64.3% Indians now covered under social security, against 22% in 2016

Jul 28, 2025

New Delhi [India], July 28 : About 64.3 per cent of Indian population is covered by social protection systems in 2025, increasing from 22 per cent in 2016, indicating a substantial expansion in social security coverage in the country, according to the latest Sustainable Development Goal (SDG) National Indicator Framework (NIF) Progress Report, 2025.
According to the report, which was quoted in the Department of Economic Affairs' monthly review, the proportion of the population that is multidimensionally poor has decreased from 24.9% in 2015-16 to 15% in 2019-21.
"This achievement is a testament to the government's commitment towards inclusive growth," read the monthly economic review report.
The government's initiatives for improving access to basic amenities are reflected in the rise in the percentage of the population using an improved drinking water source in rural areas, which has increased from 94.6% in 2015-16 to 99.6% in 2024-25.
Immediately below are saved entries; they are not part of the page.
PR #1197, opened 2018-10-02
Add prettier for auto-code formatting

pgilad:
Added Prettier, this required a minor tweak to eslint rules (`space-before-function-paren` and `template-curly-spacing`, both minor spacing rules). 
Sorry for the massive changes, the only relevant files that have changed (outside of `yarn prettier`) are:

- `package.json`: Added `prettier` and `prettier-verify` scripts. Also added them to `lint-staged`. Also updated eslint config. Also run `prettier-verify` in `test` script in order to fail the build in travis.
- `.prettierrc.yml`: prettier config
- `.prettierignore`: This file is redundant, because we `prettier` only relevant files (with glob), but just in case

Hopefully this PR can be considered, code styling is a solved problem, and even though prettier isn't perfect, I think the alternative of forcing users to manually control/edit style (even though some may have relevant lint rules) is just not worth their time.


ai:
I do not like Prettier. Tools help people. So we should think about “do people need a tool” instead of using trends.

If somebody who writes PostCSS code a lot will need a Prettier, I will be open for adding it. Right now only I am writing a code. And it is not a problem for me to make code style decisions.

pgilad:
Thanks I'll see about your suggested  contributions

PR #1203, opened 2018-11-10
Introduce Input.hasBom property

vkrol:


ai:
Do we need to keep BOM in `Root#toString`? Or you are OK with cutting it?

What is a reason why you taking care of BOM? (to find the best option)

vkrol:
> Or you are OK with cutting it?

I think so 🤔

> What is a reason why you taking care of BOM? (to find the best option)

I want to create the unicode-bpm stylelint rule 
https://github.com/stylelint/stylelint/issues/3792.

ai:
OK. Seems good. I am right now on vacation. Will try to accept it during a few weeks.

ai:
Released in 7.0.6

vkrol:
@ai thanks!

Issue #1175, opened 2018-08-11
Differentiate variable from declaration?


Siilwyn:
Wondering if it would be a good idea to differentiate between a `Declaration` and a variable in CSS.
E.g.: `--bg-color: blue;` would return the `Variable` instead of `Declaration`.

So instead of having to check the declaration property for `--` it would be provided by the parser.

Context:
- https://github.com/AleshaOleg/postcss-sass/issues/54
- https://github.com/Siilwyn/css-declaration-sorter/pull/51/

ai:
It will be breaking change. But I am OK, if you will find a way without breaking changes.

hzlmn:
One possible backward compatible solution is to add extra property to declaration for variables like with !important.

ai:
Done f3df413

https://postcss.org/api/#declaration-variable

PR #1210, opened 2018-12-12
Added extra variable param to decl

hzlmn:
Simplest patch for #1175


hzlmn:
1. filtering variables from declarations. it mostly what done in most cases on user side.
2. tests will be provided if PR make sense for you and `postcss-parser-tests` should be updated as well.
3. why not? yes they are not exactly the same but i don't see possible problems with it.

ai:
> yes they are not exactly the same but i don't see possible problems with it.

For instance, Custom Properties should not be compiled to values anymore (like we do with `postcss-simple-vars`).

Issue #1213, opened 2019-01-04
[TypeScript] TransformCallback's Result argument as non-optional


aoberoi:
Hello there!

I noticed that the `TransformCallback` (return value from `postcss.plugin()`) in the type definitions receives an optional `result` argument.

https://github.com/postcss/postcss/blob/3a44f17aadb81f984e760d05cceac2e6e5b6471d/lib/postcss.d.ts#L36

I cannot think of a reason why `result` would be undefined. But leaving its type this way forces my plugin to deal with the possibility. I have to add an ugly block of code near the top of my transform callback that looks like this, just so that that I don't have to check for `undefined` later:

```javascript
    if (result === undefined) {
      throw new Error('Cannot run without a result defined');
    }
```

I propose that we change the definition to the following:

```typescript
interface TransformCallback {
    /**
     * @returns Asynchronous plugins should return a promise.
     */
     (root: Root, result: Result): Promise<any> | any;
  }
```

This should not break existing TypeScript implementations since a function which doesn't use the `result` argument would still implement this interface. You'll also notice that the return value is changed, which also shouldn't break anything, since both the existing return type and the one I've proposed uses a union with `any`, which is effectively still `any`. I just think this reads clearer, since asynchronous plugins should return a Promise, and otherwise the return value doesn't really matter.

If this sounds good to the maintainers, I'm happy to make the PR.

cc @jedmao (seems to be the resident typescript expert)

jedmao:
You're right that a callback function shouldn't have optional args, as they are all passed regardless. You just opt into the ones you want by only asking for `n` number of args.

As for `void | Function | any`. Yeah, that's really just the same as `any`, but I wrote the union to be more explicit. If you look at the [`postcss.plugin`](http://api.postcss.org/postcss.html#.plugin) docs, you'll see two examples of return types: `void | Promise<void>`, but technically there's no reason you couldn't return other things too. Probably should have written this as `void | Promise<void>` without the `any` in the first place so people don't get the wrong idea. If they return anything else it's not like we're going to do anything with that information. And now here we are, wondering if anyone's relying on that return type for some reason? So it does have the potential to break some plugins if we remove `any` from that union, in that they won't compile w/o changing the return type to suit.

In conclusion, yes, we can make the `result` non-optional and `void | Promise<void> | any` for explicitness and backwards compatibility.

aoberoi:
Thanks for the fast feedback @jedmao.

[...]

PR #1217, opened 2019-01-05
Updates Node#source to optional type, adds comments

### LINKED ISSUE #1214: [TypeScript] node.source (and maybe its properties) should be of optional types
The comments around the declaration themselves state that this value might not be defined:

https://github.com/postcss/postcss/blob/3a44f17aadb81f984e760d05cceac2e6e5b6471d/lib/postcss.d.ts#L616-L625

In both the other places where the type `NodeSource` is used (in `JsonNode` and `NodeNewProps`), its optional. I believe it should be in `NodeBase` as well.

---

I'm curious about whether the `input` property inside `NodeSource` should be optional. Also, since the `file` property within `Input` is only conditionally initialized, should that also be optional?

aoberoi:
the type definitions are updated to reflect where properties are optional. the comments are used to clarify the conditions in which those properties will have values, or not.

fixes #1214

i also took this opportunity to improve on #1215's work by adding a clarifying comment, as mentioned at the end of [this comment](https://github.com/postcss/postcss/issues/1213#issuecomment-451367502)

### DIFF
--- a/lib/postcss.d.ts
+++ b/lib/postcss.d.ts
@@ -31,7 +31,10 @@ declare namespace postcss {
   }
   interface TransformCallback {
     /**
-     * @returns Asynchronous plugins should return a promise.
+     * @returns Plugins should return a Promise that resolves when all modifications
+     * to work is complete. They may return synchronously, but that style of plugin is
+     * only meant for debugging and development. In either case, the resolved or
+     * returned value is not used - the "result" is the output.
      */
     (root: Root, result: Result): Promise<any> | any;
   }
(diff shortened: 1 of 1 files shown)


aoberoi:
cc @jedmao

jedmao:
@aoberoi I don't know how passionate you are about TypeScript, but you might be interested in https://github.com/jedmao/postcss/tree/typescript. It's an old branch that's now pretty far behind current PostCSS master, but I had the entire PostCSS library converted over into TS, including tests. That's where the original `d.ts` file was generated from. It'd be super awesome of someone were to update it to work with the latest version of TS.

ai:
> Are we willing to convert PostCSS into a TypeScript project yet?

Nope 😄 I found that pure JS projects is easier to maintain. I will be glad to remove Babel if I will have time.

aoberoi:
@ai totally fair.

Still, ya gotta love the irony when the creator of a source code processing tool tell you he wants to get rid of source code processing tools in the project. :smile:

Universal household electrification is expected to be achieved by 2021-22, while 100 per cent of the districts are projected to achieve the Open Defecation Free (ODF) target by 2024-25, according to the report.
"The Government's efforts to provide affordable housing, social security for workers, food security, financial inclusion, universal access to basic amenities and high-quality affordable healthcare are instrumental in improving the overall well-being and standards of living," it added.
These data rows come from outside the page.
PR #1219, opened 2019-01-07
Updates type definitions for ProcessOptions

aoberoi:
It seems that quite a few of the type definitions related to `ProcessOptions` were not in sync with the latest source. This change should bring it back up to date.

Notably:
*  `ProcessOptions` no longer extends `Syntax`. This used to be a way of saying the object had both `parse` and `stringify` options, but that wasn't true. The object does have `parser` and `stringifier` options.
*  The `safe` option was removed. It's not referenced in the [documentation](http://api.postcss.org/global.html#processOptions).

The Ministry of Statistics and Programme Implementation's (MoSPI) latest Sustainable Development Goal (SDG) National Indicator Framework (NIF) Progress Report, 2025, provided a comprehensive picture of the impact of these initiatives in achieving SDG targets.
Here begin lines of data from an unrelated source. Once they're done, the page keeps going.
PR #568, opened 2019-01-28
Make docker/tarfile's GetBlob thread-safe

### LINKED ISSUE #567: Allow parallel copying from docker-archives
Is there any reason that `HasThreadSafeGetBlob` for `docker/tarball` is marked `false`?

From what I can tell, all IO in `GetBlob` seems to go through `openTarComponent` which opens a new file descriptor for each call, which should be thread-safe. `ensureCachedDataIsPresent` mutates state, but should be idempotent from what I can tell.

/cc @vrothberg

teozkr:
This fixes #567, and *should* be safe from what I can tell (according to the
reasoning I mention in that issue).

### DIFF
--- a/docker/tarfile/src.go
+++ b/docker/tarfile/src.go
@@ -399,7 +399,7 @@ func (r uncompressedReadCloser) Close() error {
 
 // HasThreadSafeGetBlob indicates whether GetBlob can be executed concurrently.
 func (s *Source) HasThreadSafeGetBlob() bool {
-	return false
+	return true
 }
 
 // GetBlob returns a stream for the specified blob, and the blob’s size (or -1 if unknown).
--- a/docker/tarfile/src.go
+++ b/docker/tarfile/src.go
@@ -9,6 +9,7 @@ import (
 	"io/ioutil"
 	"os"
 	"path"
+	"sync"
 
 	"github.com/containers/image/internal/tmpdir"
 	"github.com/containers/image/manifest"
@@ -21,8 +22,10 @@ import (
 // Source is a partial implementation of types.ImageSource for reading from tarPath.
 type Source struct {
 	tarPath              string
-	removeTarPathOnClose bool // Remove temp file on close if true
+	removeTarPathOnClose bool      // Remove temp file on close if true
+	cacheDataLock        sync.Once // Atomic way to ensure that ensureCachedDataIsPresent is only invoked once
 	// The following data is only available after ensureCachedDataIsPresent() succeeds
+	cacheDataResult   error         // The return value of ensureCachedDataIsPresent, since it should be as safe to cache as the side effects
 	tarManifest       *ManifestItem // nil if not available yet.
 	configBytes       []byte
 	configDigest      digest.Digest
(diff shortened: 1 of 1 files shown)


mtrmac:
Thanks for the PR.  You are right that this should be possible to make thread-safe.

I’m afraid this PR is not doing that, though, and actual locking (or an “initialize once” mechanism, or maybe moving the initialization into creation of the `ImageSource`) will be necessary.

You are right that `ensureCachedDataIsPresent` is _conceptually_ idempotent, but the _implementation_ is not:
- Per https://golang.org/ref/mem , nothing seems to guarantee that individual field reads/writes are atomic; it’s not in general OK to read a value while another goroutine may be writing into it.
- `ensureCachedDataIsPresent` executes depending on `s.tarManifest`, which is, in the source code order, set _first_ of all the output values, so concurrent consumers may read `tarManifest`, and think that they can rely on the other values being present
- Per https://golang.org/ref/mem , again, the ordering of reads/writes observed from a different goroutine is not necessarily the same as the one in the source code order, anyway, so just moving the setting of `s.tarManifest` to the end of the function would not help.

teozkr:
Fair enough, I was afraid that there were bigger dragons hiding here.

It looks like it should be enough to wrap `ensureCachedDataIsPresent` in [`Once.Do`](https://golang.org/pkg/sync/#Once.Do), from what I can tell?

teozkr:
5f7d385 adds locks around `ensureCachedDataIsPresent`, but as mentioned in the commit message it also means that any errors are also cached.

mtrmac:
I think moving this into the constructor would be simpler — any real user is going to cause the `ensureCachedDataIsPresent` call to be called eventually, and we would not need any locks / synchronization mechanism; any fully instantiated object has the cached data available.

teozkr:
That would change the external interface, since some errors would be moved from usage to construction. Then again, `docker/daemon`'s constructor seems to be able to raise errors anyway, so clients should already be able to handle it.

teozkr:
The Travis failure seems to be a fluke about not being able to update the Fedora repos.

mtrmac:
I’m very sorry, I have missed the case of public `Source.LoadTarManifest`, which should complete quickly without having to decompress all the layers (it’s used in `libpod` to decide how to process the output of `c/image/docker/archive.NewImageReference`; so, the `Once.Do` approach is, after all, preferable to doing all that work in the constructors.

Do you want to restore https://github.com/containers/image/commit/5f7d385a0eb7b854c77ac53b21e48e8ba37ba04b , which now LTGM?

Or, if you want, I can do handle the PR process so that I don’t burden you with even more work.

teozkr:
Done. Good to know I'm not the only one who makes mistakes! :D

mtrmac:
LGTM pending tests. Thanks!

teozkr:
Thanks! Should I submit a corresponding PR to update Skopeo's dependency, or is there a process for batching that up occasionally?

mtrmac:
There’s no regular process, but c/image will certainly be updated before another Skopeo release.

If you for some reason want this in the Skopeo `master` branch now, a PR (update `vendor.conf`, run `make vendor`) would be nice.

Coming to the monthly economic review report, India's economy sustained its growth momentum in the first quarter of 2025-26, supported by robust domestic demand, resilient business and services activity, and a favourable onset of the southwest monsoon.
High-frequency indicators reflected broad-based strength, registering strong year-on-year growth. While the manufacturing and construction sectors continued to expand, the services sector anchored overall economic growth in Q1 of 2025-26, according to the abstract of the review report.
Inflationary pressures continue to recede in Q1 of 2025-26, with CPI inflation falling to a 77-month low of 2.1 per cent in June 2025.
This sharp moderation was driven by a significant decline in food inflation, particularly in the prices of vegetables and pulses.
Wholesale price inflation also moved into the deflationary zone at (-)0.1 per cent, providing further relief on the cost front, it noted.